To enable paired proteomic statistics, we generated a software named Proteomic Pairwise Comparer. Typical proteomic data analyses calculate fold changes and p-values for each protein across different conditions or treatments to identify those that are differentially expressed. However, these methods frequently overlook the natural variability seen in measurements taken from the same person, a factor that’s especially important in studies where people are compared against their own baseline. Our “Paired Sample Analyzer” software addresses this limitation by allowing the user to pair samples from the same individual under different conditions, thereby providing a more accurate and nuanced statistic of protein abundancy changes.

The software’s central feature is its computation of fold changes—the ratio of protein abundance between paired conditions. It applies a one-sample t-test to these fold changes against a null hypothesis mean of zero, assuming no difference in protein expression between conditions. This process yields p-values alongside fold changes, providing a broad overview of the proteomic landscape. A visual representation of the software’s functionality is depicted in Fig. 1.

Fig. 1
figure 1

The Proteomic Pairwise Comparer software is designed for proteomic analysis, enabling the comparison of protein abundance in paired samples from the same individual under different conditions. By calculating fold changes and applying one-sample t-tests, it provides statistics on differential protein expressions, effectively addressing intra-individual variability. When selecting the protein in table the software shows the radar plot where blue lines are folding upregulated and red line down regulate for each paired sample.

Conclusion

We identified a set of proteins—Hemoglobin subunit beta (P68871), Keratin type I cytoskeletal 9 (P35527), Keratin type II cytoskeletal 1b (Q7Z794), F-box only protein 50 (Q6ZVX7), and Protein S100-A14 (Q9HCY8)—that were differentially abundant in both male and female cohorts with asymmetric sun exposure. These proteins indicate a defense mechanism against solar exposure, involving structural reinforcement, protein homeostasis, and cellular defense to counteract photoaging effects.

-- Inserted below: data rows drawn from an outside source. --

PR #1202, opened 2022-03-23
build: Add `assert.h` override

paulgessinger:
I noticed in a few cases, if `assert.h` was not included through
`cassert`, `ACTS_FORCE_ASSERTIONS` would not do it's job because `assert` would then already be defined.
This commit thus enables a couple of additional assertions.


stephenswat (approved):
Looks good to me, can go in as is. Just for reference, if you didn't know about this you might like the macro stack that most good C pre-processors support: https://gcc.gnu.org/onlinedocs/gcc/Push_002fPop-Macro-Pragmas.html

paulgessinger:
I'm not sure how that would help here though?

PR #1203, opened 2022-03-23
refactor!: Simplify CKF SourceLinkAccessor and make fewer assumptions

paulgessinger:
This PR migrates the CKF's source link accessor away from a class with 3 necessary methods to a single delegate that is given as part of the options. At the same time it changes the lookup key from the raw geometry identifier to the current surface, which will allow navigating to experiment specific detector elements without the need to go through a map lookup.

The CKF options move from being templated on the source link accessor itself to the source link accessor **iterator type**. The delegate is then defined as returning a range (a pair of) source link iterators, and those are used. Previously, source link accessors needed to implement three methods:

```cpp
size_t count(GeometryIdentifier id) const;
std::pair<Iterator, Iterator> range(GeometryIdentifier id) const;
const SourceLink& at(Iterator it) const;
```

which is now changed to a callable like

```cpp
std::pair<Iterator, Iterator> range(const Surface&) const;
```

which is accessed through the delegate. This PR also removes the obsolete methods. In addition the accessor was required to have a public *container* member which the `findTracks` method would accept and then set on the accessor. This is now assumed to happen before calling, the delegate can contain pointer to the accessor instance with the container already set. We believe this is better suited to environments with complex access call chains (e.g. ATLAS).

BREAKING CHANGE: This changes the way source links are passed to the CKF `findTracks` method. Instead of taking a container of source links, it now assumed the CKF options have a source link accessor connected which is configured to be able to access that container.


paulgessinger:
@noemina could you have a look at this?

noemina (approved):
It looks very clear to me. Approving.

PR #1204, opened 2022-03-24
build: Download nlohmann/json zip instead of git clone

paulgessinger:
Switches from getting `nlohmann/json` sources via git to a zip file download from GitHub. For some reason, the git repo is very large and takes a while to clone, so this method is much quicker in my testing.


AJPfleger (approved):
Looks good to me

PR #1205, opened 2022-03-24
refactor: Use enum class for MaterialUpdateStage

paulgessinger:
This change is motivated by arithmetic between non-class enums and other types that are not the same enum being deprecated in C++20. This mainly affects `NavigationDirection`, but I took the chance to update the `MaterialUpdateStage` enum to make it an enum class.


Core/src/Definitions/Common.cpp
```diff
@@ -0,0 +1,33 @@
...
+    case MaterialUpdateStage::PreUpdate:
+      os << "PreUpdate (-1)";
+      break;
+    case MaterialUpdateStage::PostUpdate:
+      os << "PostUpdate (1)";
+      break;
+    case MaterialUpdateStage::FullUpdate:
+      os << "FullUpdate (0)";
+      break;
+    default:
```
stephenswat, line 26: It might be useful to mark this code as unreachable to the compiler.

Core/include/Acts/Material/ISurfaceMaterial.hpp
```diff
@@ -130,10 +130,14 @@ class ISurfaceMaterial {
...
-  if (mStage == Acts::fullUpdate) {
+  if (mStage == Acts::MaterialUpdateStage::FullUpdate) {
     return 1.;
   }
-  return (pDir * mStage > 0 ? m_splitFactor : 1. - m_splitFactor);
+  return (
+      pDir * static_cast<std::underlying_type_t<MaterialUpdateStage>>(mStage) >
+              0
+          ? m_splitFactor
+          : 1. - m_splitFactor);
```
stephenswat, line 140: This is the only thing I don't really like, it smells a little unmaintainable to me. In my opinion it would be clearer to write:

```cpp
if (mStage == Acts::MaterialUpdateStage::PreUpdate) {
    return pDir < 0 ? m_splitFactor : 1. - m_splitFactor;
} else if (mStage == Acts::MaterialUpdateStage::PostUpdate) {
    return pDir > 0 ? m_splitFactor : 1. - m_splitFactor;
} else {
    return 1.;
}
```

stephenswat (approved):
This one looks good to go as it - there is one thing I would change, but it's more of an opinion matter, so I'll stamp it and then you can decide where to go with it. :+1:

Core/include/Acts/Material/ISurfaceMaterial.hpp
paulgessinger: Fair enough, here it's not actually more concise with the multiplication. I'll change this.

Core/src/Definitions/Common.cpp
paulgessinger: That's a valid point. That wouldn't result in a compilation error with an unhandled value though right?

stephenswat: It shouldn't, no. But thinking about it, marking it as unreachable might be a little heavy-handed. Sure, the compiler can optimize your code better that way, but it can also create undefined behaviour if someone managed to pass an invalid enum to your function... They probably shouldn't, but it's possible... Maybe we should just leave it like this.

Core/include/Acts/Material/ISurfaceMaterial.hpp
paulgessinger: Updated, and also added a test for this behavior.

Core/src/Definitions/Common.cpp
paulgessinger: We try not to use these output functions in hot code paths anyway, so any potential optimization should have negligible effect.

stephenswat (approved):
Fantastic, thanks!

paulgessinger:
Updated after GSF went in, @stephenswat can you reapprove?

paulgessinger:
Actually, I now also removed the arithmetic operator overload, since that's not needed anymore after the change requested by @stephenswat.

stephenswat (approved):

PR #1208, opened 2022-03-28
ci: Clang tidy 2022

paulgessinger:
This adds a clang-tidy static analysis job to our CI. On GitHub Actions, I tested this to run for about 3h, which is clearly too long. 

I leverage the mechanism that I originally intended for the GPU CI to run this job on CERN GitLab. Here it only takes about 35min.

This is behind additional permission checks, where we maintain an allow-list of people who the CI acts for. Otherwise this check should remain neutral, allowing merging without overriding.

The CMake configuration should allow us to relatively flexibly define which checks to include in the report, and if we want we can even fail the build for others. I would propose we go about like this: 

1. This PR enables a number of checks, not all of which we intend to completely fix. 
2. We see how this behaves in practice. This shouldn't block anything from merging for now, other than due to compilation failures (i.e. clang-tidy warnings are reported but ignored)
3. If this seems to make sense, I'll add a restricted set of checks that will fail the build, and add a PR to fix these checks.

Thoughts?


paulgessinger:
@andiwand maybe you could look at this too?

andiwand (approved):

andiwand:
I fear I cannot really add anything. I think it is good to be able to run it from `cmake` because you can check locally as well. in my setup I only used `cmake` to generate and index of files that should be checked and then directly called `clang-tidy` https://github.com/opendocument-app/OpenDocument.core/blob/master/.github/workflows/tidy.yml

paulgessinger:
> I fear I cannot really add anything. I think it is good to be able to run it from `cmake` because you can check locally as well. in my setup I only used `cmake` to generate and index of files that should be checked and then directly called `clang-tidy` https://github.com/opendocument-app/OpenDocument.core/blob/master/.github/workflows/tidy.yml

I guess the main reason for putting it into cmake is that we can reasily canonically configure it and it's integrated directly with the build, thus less moving parts.

This runs as an extra (for now: optional) job alongside what we have so far.

paulgessinger:
I had to push another update to the `limits.yml` file to ignore `readability-inconsistent-declaration-parameter-name`. A PR to actually fix these will come at a later point in time.

andiwand (approved):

Our findings were enabled by the use of the Proteomic Pairwise Comparer software, which provides paired p-value analyses. This approach allowed for a more refined identification of proteins influenced by sun exposure, in contrast to non-paired analyses such as PatternLab’s T-Fold method, which did not consistently identify these proteins across datasets. This underscores the importance of paired experimental designs in proteomic studies, particularly when investigating human subjects, where inter-individual variability can obscure significant findings. When possible, opting for paired experimental designs allows for more sensitive statistical analyses to better explore and detect differentially abundant proteins.